PR #10693, opened 2026-06-07
New storage api

ecdsa:
I am marking this as ready because it is advanced enough that it could use some review.

My hope was to make the first commit pass all the tests, but that seems to be impossible. Commit 4 (types conversions) restores functionality. Note that commit 2 (perf optimization) and 3 (rename) are	trivial, and they could	potentially be reordered after commit 4.

There are 3 remaining design issues:

   1. should `StoredDict`.get() return `dict`/`list` instead of `StoredList`/`StoredDict`	?
       - pro: `get`() would be consistent with `pop`()
       - con: `get`() would be inconsistent with `__getitem__` , which must return `StoredList`/`StoredDict`
       - pro: in order to access/create `StoredDict`/`StoredList`, we would move `get_dict`, `get_list` from `wallet_db` to `stored_dict`. This would make the returned types more explicit.
       - pro: this would simplify DB upgrades, and code in general
      	
   2. should we remove the `init_db` parameter in the constructor, and use an explicit `DictStorage.open`() call instead?
       - probably cleaner, there is already a `close`() method
       - `open` would take the password as parameter, and behave as `decrypt`(). Howver, it would need to be called even for non-encrypted wallets.

   3.  currently if an exception is raised during a batch write, memory and disk become inconsistent (see FIXME)
       - ideally, we should get rid of `save_db`, and always write to disk if we are not in a batch.
       - this would be easy if we had partial writes always enabled (not implemented yet with encrypted wallets)

EDIT: point 3 is now fixed in #10339

### DIFF
--- a/electrum/json_db.py
+++ b/electrum/json_db.py
@@ -30,9 +30,9 @@ from typing import TYPE_CHECKING, Optional, Sequence, List, Union, Dict, Any
 import jsonpatch
 import jsonpointer
 
-from .util import WalletFileException, profiler, sticky_property, MyEncoder
+from .util import WalletFileException, profiler, sticky_property
 from .logging import Logger
-from .stored_dict import _FLEX_KEY, BaseDB, _convert_dict_key, _convert_dict_value
+from .stored_dict import _FLEX_KEY, BaseDB
 from .storage import FileStorage
 
 
@@ -89,12 +89,10 @@ class JsonDB(BaseDB):
             *,
             allow_partial_writes = True,
             init_db = True,
-            encoder = MyEncoder,
     ):
         BaseDB.__init__(self, path)
         self._is_closed = True
         self.lock = threading.RLock()
-        self.encoder = encoder
         self.pending_changes = []  # type: List[str]
         self._modified = False
         if self.path:
@@ -105,18 +103,17 @@ class JsonDB(BaseDB):
                 self.init_db()
         else:
             self.storage = None
-            self.set_data('{}')
+            self.json_data = {}
             self._is_closed = False
 
     def set_data(self, json_str):
-        data = self.load_data(json_str)
-        self.json_data = self._convert_dict([], data)
+        self.json_data = self.load_data(json_str)
 
     def init_db(self):
         if self.storage.is_encrypted():
             assert self.storage.is_past_initial_decryption()
         json_str = self.storage.read()
-        self.set_data(json_str)
+        self.json_data = self.load_data(json_str)
         # write file in case there was a db upgrade
         self.write_and_force_consolidation()
         self._is_closed = False
@@ -286,7 +283,7 @@ class JsonDB(BaseDB):
 
     @locked
     def add_patch(self, patch):
-        self.pending_changes.append(json.dumps(patch, cls=self.encoder))
+        self.pending_changes.append(json.dumps(patch))
         self.set_modified(True)
 
     def db_add(self, path, key: _FLEX_KEY, value) -> None:
@@ -310,28 +307,7 @@ class JsonDB(BaseDB):
             self.json_data,
             indent=4 if human_readable else None,
             sort_keys=bool(human_readable),
-            cls=self.encoder,
         )
-
-    def _convert_dict_key(self, path: List[str], key: str) -> _FLEX_KEY:
-        return _convert_dict_key(path, key)
-
-    def _convert_dict_value(self, path: List[str], v) -> Any:
-        v = _convert_dict_value(path, v)
-        if isinstance(v, dict):
-            v = self._convert_dict(path, v)
-        return v
-
-    def _convert_dict(self, path: List[str], data: dict):
-        # recursively convert json dict to StoredDict
-        assert all(isinstance(x, str) for x in path), repr(path)
-        d = {}
-        for k, v in list(data.items()):
-            child_path = path + [k]
-            k = self._convert_dict_key(path, k)
-            v = self._convert_dict_value(child_path, v)
-            d[k] = v
-        return d
 
     @locked
     def write(self):
--- a/electrum/json_db.py
+++ b/electrum/json_db.py
@@ -30,14 +30,11 @@ from typing import TYPE_CHECKING, Optional, Sequence, List, Union, Dict, Any
 import jsonpatch
 import jsonpointer
 
-from . import util
-from .util import WalletFileException, profiler, sticky_property
+from .util import WalletFileException, profiler, sticky_property, MyEncoder
 from .logging import Logger
-from .stored_dict import StoredDict, _FLEX_KEY, registered_names, registered_keys, _convert_dict_key, _convert_dict_value
+from .stored_dict import _FLEX_KEY, BaseDB, _convert_dict_key, _convert_dict_value
+from .storage import FileStorage
 
-
-if TYPE_CHECKING:
-    from .storage import WalletStorage
 
 
 # We monkeypatch exceptions in the jsonpatch package to ensure they do not contain secrets from the DB.
@@ -84,36 +81,154 @@ def locked(func):
 
 
 
-
-class JsonDB(Logger):
+class JsonDB(BaseDB):
 
     def __init__(
-        self,
-        s: str,
-        *,
-        storage: Optional['WalletStorage'] = None,
-        encoder=None,
-        upgrader=None,
+            self,
+            path: Optional[str],
+            *,
+            allow_partial_writes = True,
+            init_db = True,
+            encoder = MyEncoder,
     ):
-        Logger.__init__(self)
+        BaseDB.__init__(self, path)
+        self._is_closed = True
         self.lock = threading.RLock()
-        self.storage = storage
         self.encoder = encoder
         self.pending_changes = []  # type: List[str]
         self._modified = False
-        # load data
-        data = self.load_data(s)
-        if upgrader:
-            data, was_upgraded = upgrader(data)
-            self._modified |= was_upgraded
-        # convert json to python objects
-        data = self._convert_dict([], data)
-        # convert dict to StoredDict
-        self.data = StoredDict(data, self)
-        self.data.set_parent(key='', parent=None)
+        if self.path:
+            self.storage = FileStorage(path, allow_partial_writes=allow_partial_writes)
+            if init_db and not self.is_encrypted():
+                # open DB if file is not encrypted
+                # otherwise, this will be called in self.decrypt
+                self.init_db()
+        else:
+            self.storage = None
+            self.set_data('{}')
+            self._is_closed = False
+
+    def set_data(self, json_str):
+        data = self.load_data(json_str)
+        self.json_data = self._convert_dict([], data)
+
+    def init_db(self):
+        if self.storage.is_encrypted():
+            assert self.storage.is_past_initial_decryption()
+        json_str = self.storage.read()
+        self.set_data(json_str)
         # write file in case there was a db upgrade
-        if self.storage and self.storage.file_exists():
-            self.write_and_force_consolidation()
+        self.write_and_force_consolidation()
+        self._is_closed = False
+
+    def decrypt(self, password: str):
+        self.storage.decrypt(password)
+        json_str = self.storage.read()
+        self.set_data(json_str)
+        self._is_closed = False
+
+    def check_password(self, password):
+        self.storage.check_password(password)
+
+    def supports_file_encryption(self):
+        return bool(self.storage)
+
+    def get_encryption_version(self):
+        return self.storage.get_encryption_version()
+
+    def is_encrypted(self):
+        return self.storage and self.storage.is_encrypted()
+
+    def is_encrypted_with_user_pw(self) -> bool:
+        return self.storage and self.storage.is_encrypted_with_user_pw()
+
+    def is_encrypted_with_hw_device(self) -> bool:
+        return self.storage and self.storage.is_encrypted_with_hw_device()
+
+    def set_password(self, password: str, enc_version=None):
+        self.storage.set_password(password, enc_version=enc_version)
+
+    def file_exists(self):
+        return self.storage and self.storage.file_exists()
+
+    def _subdict(self, path):
+        d = self.json_data
+        for k in path[1:]:
+            d = d[k]
+        return d
+
+    def iter_keys(self, path):
+        d = self._subdict(path)
+        return d.__iter__()
+
+    def dict_len(self, path):
+        d = self._subdict(path)
+        return len(d)
+
+    def contains(self, path, key):
+        d = self._subdict(path)
+        return key in d
+
+    def replace(self, path, key, value):
+        # called by setattr
+        self.put(path, key, value)
+
+    @modifier
+    def put(self, path, key, value):
+        d = self._subdict(path)
+        is_new = key not in d
+        if not is_new and d[key] == value:
+            return
+        d[key] = value
+        self.db_add(path, key, value) if is_new else self.db_replace(path, key, value)
+
+    @modifier
+    def clear(self, path):
+        d = self._subdict(path)
+        d.clear()
+        path, key = path[:-1], path[-1]
+        self.db_replace(path, key, {})
+
+    def get(self, hint, key):
+        return hint[key]
+
+    def get_hint(self, path):
+        return self._subdict(path)
+
+    @modifier
+    def remove(self, path, key):
+        d = self._subdict(path)
+        d.pop(key)
+        self.db_remove(path, key)
+
+    @modifier
+    def list_append(self, path, item):
+        _list = self._subdict(path)
+        n = len(_list)
+        _list.append(item)
+        self.db_add(path, str(n), item)
+
+    def list_index(self, path, item):
+        _list = self._subdict(path)
+        return _list.index(item)
+
+    def list_len(self, path):
+        _list = self._subdict(path)
+        return len(_list)
+
+    @modifier
+    def list_clear(self, path):
+        _list = self._subdict(path)
+        _list.clear()
+        self.db_remove(path[:-1], path[-1])
+        self.db_add(path[:-1], path[-1], [])
+
+    @modifier
+    def list_remove(self, path, item):
+        _list = self._subdict(path)
+        n = _list.index(item)
+        _list.remove(item)
+        self.db_remove(path, str(n)) # fixme: keys
 
     def load_data(self, s: str) -> Dict[str, Any]:
         if s == '':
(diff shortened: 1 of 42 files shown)


electrum/stored_dict.py
```diff
@@ -43,11 +43,21 @@ class StorageEncryptionVersion(IntEnum):
...
 
 
-def locked(func):
-    def wrapper(self, *args, **kwargs):
-        with self.lock:
-            return func(self, *args, **kwargs)
-    return wrapper
+def normalize_key(x: _FLEX_KEY) -> str:
+    if isinstance(x, int):
+        return int(x)
```
f321x, line 48: Is this intended to cast x as `str` instead? Otherwise the annotated return type is incorrect.

```suggestion
        return str(x)
```

electrum/stored_dict.py
```diff
@@ -131,118 +153,243 @@ def set_parent(self, *, key: _FLEX_KEY, parent: Optional['BaseStoredObject']) ->
...
+    def __len__(self) -> int:
+        return self._db.dict_len(self.hint, self._path)
+
+    # ---- Dict-like extras ----
+
+    def __contains__(self, key: object) -> bool:
+        key = key_to_str(key)
+        return self._db.dict_contains(self.hint, self._path, key)
+
+    def keys(self) -> Iterable[str]:
```
f321x, line 342: The iterator returned by the `keys()/values()/items()` methods is exhausted after one iteration, unlike the [dictionary view objects](https://docs.python.org/3/glossary.html#term-dictionary-view) returned by a regular dict. 

This seems like a footgun as it behaves unexpected in situations like this:
```diff
diff --git a/tests/test_stored_dict.py b/tests/test_stored_dict.py
index 26e96fc63..cf8f92701 100644
--- a/tests/test_stored_dict.py
+++ b/tests/test_stored_dict.py
@@ -98,3 +98,14 @@ class TestStorage(ElectrumTestCase):
         storage = DictStorage(self.path)
         self.assertEqual(storage.dump(), {'a':{}})
 
+    async def test_show_iterator_type(self):
+        storage = DictStorage(self.path)
+        storage['a'] = {'k1': 1, 'k2': 2, 'k3': 3}
+        a = storage.get('a')
+        # len(a.keys())  # TypeError: object of type 'generator' has no len()
+        keys = a.keys()
+        b = list(keys)
+        c = list(keys)
+        self.assertEqual(len(b), len(c))
+        storage['b'] = {}
+        self.assertFalse(storage.get('b').keys())  # iterator is always True
```  

In fact, `_convert_version_14()` already surfaces this issue:
```python
                pubkeys = self.get('keystore').get('keypairs').keys()
                assert len(addresses) == len(list(pubkeys))  # drains pubkeys
                d = {}
                for pubkey in pubkeys:  # pubkeys is empty here
                    addr = bitcoin.pubkey_to_address('p2pkh', pubkey)
```

A simple and nice fix seems to be making `StoredDict` inherit from [`collections.abc.MutableMapping`](https://docs.python.org/3/library/collections.abc.html#collections-abstract-base-classes):

<details>
<summary> See patch (click to expand) </summary>

```diff

diff --git a/electrum/stored_dict.py b/electrum/stored_dict.py
index 1917ca478..41df28a2f 100644
--- a/electrum/stored_dict.py
+++ b/electrum/stored_dict.py
@@ -27,7 +27,8 @@ import threading
 import os
 from enum import IntEnum
 from collections import defaultdict
-from typing import Any, Optional, Tuple, Union, Iterator, Iterable, List, Sequence
+from collections.abc import MutableMapping
+from typing import Any, Optional, Union, Iterator, List, Sequence
 from .logging import Logger
 
 
@@ -272,7 +273,7 @@ class StoredObject(BaseStoredObject):
         return d
 
 
-class StoredDict(BaseStoredObject):
+class StoredDict(BaseStoredObject, MutableMapping):
     """
     dict-like object that queries the DB
     type conversions are performed here
@@ -327,8 +328,9 @@ class StoredDict(BaseStoredObject):
         key = key_to_str(key)
         self._db.remove(self.hint, self._path, key)
 
-    def __iter__(self) -> Iterator[str]:
-        return self._db.iter_keys(self.hint, self._path)
+    def __iter__(self) -> Iterator[_FLEX_KEY]:
+        for k in self._db.iter_keys(self.hint, self._path):
+            yield self._convert_key(k)
 
     def __len__(self) -> int:
         return self._db.dict_len(self.hint, self._path)
@@ -339,18 +341,6 @@ class StoredDict(BaseStoredObject):
         key = key_to_str(key)
         return self._db.dict_contains(self.hint, self._path, key)
 
-    def keys(self) -> Iterable[str]:
-        for k in self._db.iter_keys(self.hint, self._path):
-            yield self._convert_key(k)
-
-    def values(self) -> Iterator[Any]:
-        for k in self._db.iter_keys(self.hint, self._path):
-            yield self[k]
-
-    def items(self) -> Iterator[Tuple[str, Any]]:
-        for k in self._db.iter_keys(self.hint, self._path):
-            yield (self._convert_key(k), self[k])
-
     def get(self, key: _FLEX_KEY, default: Any = None, add_if_missing=False) -> Any:
         # If add_if_missing is True, create DB entry if it does not exist.
         # This will return StoredDict/StoredList if default is dict/list
@@ -378,15 +368,6 @@ class StoredDict(BaseStoredObject):
         del self[key]
         return v
 
-    def update(self, other=(), /, **kwargs) -> None:
-        if isinstance(other, dict):
-            pairs = list(other.items())
-        else:
-            pairs = list(other)
-        pairs.extend(kwargs.items())
-        for k, v in pairs:
-            self[k] = v
-
     def as_dict(self) -> dict:
         """used by keystore"""
         return self.dump()
```

</details>

And `StoredList` could similarly inherit from `collections.abc.MutableSequence`.

electrum/json_db.py
```diff
@@ -84,36 +82,141 @@ def wrapper(self, *args, **kwargs):
...
+
+    def init_db(self):
+        if self.storage.is_encrypted():
+            assert self.storage.is_past_initial_decryption()
+        json_str = self.storage.read()
+        self.json_data = self.load_data(json_str)
         # write file in case there was a db upgrade
-        if self.storage and self.storage.file_exists():
-            self.write_and_force_consolidation()
+        self.write_and_force_consolidation()
```
f321x, line 120: On master `self.write_and_force_consolidation()` was only called after the wallet upgrade, so if the upgrade failed the patches weren't applied. Now it is called before applying the upgrade.
This causes `test_mainnet_testnet_mixup` to apply the patches in `/tests/test_storage_upgrade/client_4_5_2_9dk_with_ln` on each test run which modifies the test wallet and shows up in the git diff.
Can the db write be delayed until the wallet upgrade succeeds?

tests/test_stored_dict.py
```diff
@@ -0,0 +1,100 @@
...
+        storage = DictStorage(self.path)
+        storage['a'] = {'b': {'c': 0}}
+        storage.write()
+        a = storage.get('a')
+        b = a['b']
+        self.assertEqual(type(b), StoredDict)
+        b2 = a.pop('b')
+        self.assertEqual(type(b2), dict)
+        # replace item. this must not been written to db
+        with self.assertRaises(KeyError):
```
f321x, line 94: This only raises if `self.hint` is not yet populated. When e.g. accessing (`__getitem__`) `StoredDict` first and the hint property sets `self.hint`, subsequent `__setitem__` don't raise. 
This fails e.g.:

```diff
diff --git a/tests/test_stored_dict.py b/tests/test_stored_dict.py
index 26e96fc63..0e25480ad 100644
--- a/tests/test_stored_dict.py
+++ b/tests/test_stored_dict.py
@@ -88,6 +88,7 @@ class TestStorage(ElectrumTestCase):
         a = storage.get('a')
         b = a['b']
         self.assertEqual(type(b), StoredDict)
+        print(b['c'])  # reads from b, populates cache
         b2 = a.pop('b')
         self.assertEqual(type(b2), dict)
         # replace item. this must not been written to db
```

electrum/wallet_db.py
```diff
@@ -1280,6 +1292,7 @@ def _move_unprocessed_onion(short_channel_id: str, htlc_id: Optional[int]) -> Op
                     # as the htlcs won't get failed due to the new SETTLING state
                     # unless a forwarding error is set.
                     recv_mpp_status[0] = 4  # RecvMPPResolution.SETTLING
+                    mpp_sets[payment_key] = recv_mpp_status
```
f321x, line 1295: Should this be moved one intendation layer out? 
Otherwise the new type mpp htlcs will only be saved if a forwarding_key is set.

electrum/wallet_db.py
f321x, line 591: This crashes in `to_default()` as `r['buckets']` is a `StoredList`.
```suggestion
            r = c['revocation_store'].dump()
```

Could `to_default()` handle `StoredDict/StoredList` by calling `dump()` on them so this would be prevented?

electrum/lnhtlc.py
f321x, line 238: `_maybe_active_htlc_ids` contains `Set[int]` but `StoredDict.__iter__()` returns `Iterator[str]` because it doesn't call `_convert_key()` on the yielded keys. 
So this might mixes up `int` and `str` htlc ids in the same set.
This is also fixed by the patch in comment https://github.com/spesmilo/electrum/pull/10693#discussion_r3614996503

f321x, line 28: Is this comment still up-to-date, shouldn't they should be converted to `int` on exposure as the keys are registered in `wallet_db.py`?

electrum/wallet.py
```diff
@@ -4524,8 +4538,6 @@ def restore_wallet_from_text(
         if gap_limit_for_change is not None:
             db.put('gap_limit_for_change', gap_limit_for_change)
         wallet = wallet_factory(db, config=config)
-    if db.storage:
-        assert not db.storage.file_exists(), "file was created too soon! plaintext keys might have been written to disk"
```
f321x, line 4528: The wallet file will already get created when instantiating `db = WalletDB(storage)` above due to the upgrader setting the initial seed version etc and `write_batch()` then writing the file. 
If wallet recovery then fails later on here the user ends up with an unusable wallet file.
Would it be safer to just not create a new file/call `self.write()` in `JsonDB.write_batch()` if the path doesn't exist yet and rely on the explicit call to `wallet.save_db()` below to create the file?

electrum/stored_dict.py
```diff
@@ -131,118 +153,243 @@ def set_parent(self, *, key: _FLEX_KEY, parent: Optional['BaseStoredObject']) ->
...
+
+    def should_convert(self):
+        return self._db._should_convert
+
+    def write_batch(self):
+        return self._db.write_batch()
+
+    def dump(self) -> dict:
+        data = {}
+        for k, v in self.items():
```
f321x, line 304: Should `StoredDict|StoredList.dump()` take `self.lock` to prevent `self` from changing during the iteration? Otherwise things like `Abstract_Wallet.save_backup()` might end up with a weird state if something from the asyncio thread modifies the dict/list while the GUI dumps it.
```suggestion
with self.lock:
        for k, v in self.items():
```

electrum/stored_dict.py
```diff
@@ -131,118 +153,243 @@ def set_parent(self, *, key: _FLEX_KEY, parent: Optional['BaseStoredObject']) ->
...
+        # This will return dict/list
+        try:
+            v = self[key]
+        except KeyError:
+            if default is _RaiseKeyError:
+                raise
+            return default
+        if isinstance(v, (StoredList, StoredDict)):
+            v = v.dump()
+        del self[key]
```
f321x, line 378: As this is not done under a lock i guess it could raise even if a `default` is given if multiple threads access/modify the dict simultaneously.

electrum/wallet.py
f321x, line 3040: Now that objects are re-instantiated on every access this probably won't work anymore as `._broadcasting_status` is not persisted and then lost on the next db access when a fresh `Invoice` is instantiated?

tests/test_jsondb.py
```diff
@@ -10,7 +11,7 @@
 
 from . import ElectrumTestCase
 
-from electrum.json_db import JsonDB
```
f321x, line 13: Removing the json_db import prevents the monkeypatch from redacting the secrets, causing the test to fail if `test_jsondb.py` is tested on its own (otherwise jsondb gets imported in `test_commands.py` and the monkeypatch applies).

```
====================================================================== short test summary info ======================================================================
SUBFAILED[replace_dict_inner_key_missing] tests/test_jsondb.py::TestJsonpatch::test_patch_does_not_leak_privatekeys - AssertionError: 'dictlevel' unexpectedly found in "can't replace a non-existent object 'dictlevelX2'"
...
```

electrum/stored_dict.py
```diff
@@ -78,49 +88,61 @@ def decorator(func):
...
+        return dict([(key_to_str(k), to_default(v)) for k, v in obj.items()])
+    if isinstance(obj, list):
+        return [to_default(x) for x in obj]
+    if isinstance(obj, tuple):
+        return tuple([to_default(x) for x in list(obj)])
+    raise Exception('unsupported type', type(obj))
+
+
+
+class BaseDB(Logger):
```
f321x, line 118: Could `BaseDB` be made a proper [abstract base class](https://docs.python.org/3/library/abc.html#module-abc) defining all the methods that it is supposed to implement (get/put/replace/remove/clear/iter_keys/dict_len/dict_contains/get_hint/list_append/etc...)?

This would add some boilerplate code but would also be nice to understand what `BaseDB` is actually supposed to support when implementing support for a new DB and would look better with a type checking IDE.

electrum/json_db.py
```diff
@@ -84,36 +82,141 @@ def wrapper(self, *args, **kwargs):
...
+        return key in d
+
+    def replace(self, d, path, key, value):
+        # called by setattr
+        self.put(d, path, key, value)
+
+    @modifier
+    def put(self, d, path, key, value):
+        is_new = key not in d
+        if not is_new and d[key] == value:
```
f321x, line 175: When storing a tuple in a `StoredDict` the `to_default()` call doesn't convert it to a json array but keeps it as tuple. 
When the value is still a `list` after loading the data from file this comparison 
will be False as `[1, 2] != (1, 2)`  and a useless replace patch is appended.
Could `to_default()` simply return a list for passed tuples?

f321x:
> should StoredDict.get() return dict/list instead of StoredList/StoredDict ?

I think this sounds good as `StoredDict.get()` already is a bit ambiguous with the `add_if_missing` parameter. However it might be worth to change the name to something else, e.g. `get_copy()`, to prevent confusion and make it explicit that the returned object is not persisted.

> should we remove the init_db parameter in the constructor, and use an explicit DictStorage.open() call instead?

It seems cleaner, I think it would make it easier to reason about what happens when and might allow for better error handling. E.g. when reading the file fails, the caller could still check `db.file_exists()` as there is a instantiated `JsonDB` object, if the constructor raises there is no object at all. Might also be better for testability.
Also right now there are 3 places where `_is_closed` gets set `False`, with an `open()` method that could be consolidated in a single place and the API would be simpler as `open()`/`decrypt()` could be a single thing.

electrum/stored_dict.py
```diff
@@ -251,28 +398,130 @@ def setdefault(self, key: _FLEX_KEY, default = None, /):
...
+        if type(s) is int:
+            s = n + s if s < 0 else s
+            return self._get_list_item(s)
+        elif type(s) is slice:
+            start = 0 if s.start is None else s.start if s.start >= 0 else n + s.start
+            stop = n if s.stop is None else s.stop if s.stop >= 0 else n + s.stop
+            step = 1 if s.step is None else s.step
+            return [self._get_list_item(i) for i in range(start, stop, step)]
+        else:
+            raise Exception()
```
f321x, line 432: This could be simplified by using the [builtin `.indices()` method](https://docs.python.org/3/reference/datamodel.html#slice.indices) of the `slices` type instead of manually calculating `start`, `stop` and `step`. Also the builtin list `__getitem__` raises `IndexError` for out of bound access.
```suggestion
def __getitem__(self, s: int | slice) -> Any:
    n = self._db.list_len(self.hint, self._path)
    if isinstance(s, int):
        if s < 0:
            s += n
        if not 0 <= s < n:
            raise IndexError(f'list index out of range: {s}')
        return self._get_list_item(s)
    elif isinstance(s, slice):
        return [self._get_list_item(i) for i in range(*s.indices(n))]
    raise TypeError(f'indices must be integers or slices, not {type(s).__name__}')
```

electrum/wallet_db.py
ecdsa: indeed, thanks

electrum/json_db.py
ecdsa: done.

tests/test_stored_dict.py
ecdsa: fixed

electrum/stored_dict.py
ecdsa: looks good. done.

electrum/lnhtlc.py
ecdsa: patch applied

electrum/json_db.py
ecdsa: Actually, this is wanted. The conversion of tuple to list is a limitation of the json backend. I do not want that limitation to be carried over to other backends, e.g. levelDB. So, to_default should return a tuple, because it should be storage agnostic.

ecdsa: I think this can be fixed in json_db.py, without changing the behavior of `to_default`

electrum/wallet_db.py
ecdsa: no, better call `dump()` here. to_default is expected to return `StoredDict/List` objects. I will add that to the docstring.

tests/test_jsondb.py
ecdsa: fixed. new tests were added in the meantime, that require importing JsonDB

electrum/json_db.py
ecdsa: fixed: added an extra converter, `to_json_data` to `json_db.py`
Note that list-to-tuple back-conversions are in `wallet_db.py`, search `register_name`

electrum/stored_dict.py
ecdsa: fixed

electrum/wallet_db.py
ecdsa: fixed

electrum/stored_dict.py
ecdsa: Right... actually my initial plan was to have all keys to be `str`, but then I backed off because it is not so simple. 
I think I will just fix the type hint, and postpone that decision.

electrum/stored_dict.py
ecdsa: this patch looks good, thanks! 
The same issue was flagged by Claude in security review

electrum/stored_dict.py
ecdsa: indeed. I added the lock there too.

electrum/lnhtlc.py
ecdsa: This is related to your `normalize_key` question. 
I believe the comment means that int can be used as keys, which is still up to date.

electrum/wallet.py
ecdsa: ok, I changed that: `WalletDB.__init__` no longer writes the file if the wallet is new. 

This allows to reintroduce the assert.

electrum/wallet.py
ecdsa: This is not so easy. Note that the `swap_manager` has exactly the same issue, and solves it by having a cache of `SwapData`. We could apply the same solution to invoices, but I do not like it... 

Note that I added a cache to `StoredDict` (4th commit). This 'solves' the issue, but this really is not **how** it should be solved; Indeed, unlike the `swaps_manager` cache, this cache is there for performance, and we should not rely on its existence. It should be possible to flush this cache without having weird side effects. 

So, this issue is temporarily 'fixed', but probably deserves a big FIXME.
I will defer this for now, because it is related to whether we use `dataclasses` instead of `attr` for invoices

electrum/stored_dict.py
ecdsa: sounds good. abstract methods were added.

——

:: TASK REQUIREMENTS ::
Wherever a line of the entries holds the string "SETTLING", copy that line.

:: FINISHED EXERCISE ::
                     # as the htlcs won't get failed due to the new SETTLING state
                     recv_mpp_status[0] = 4  # RecvMPPResolution.SETTLING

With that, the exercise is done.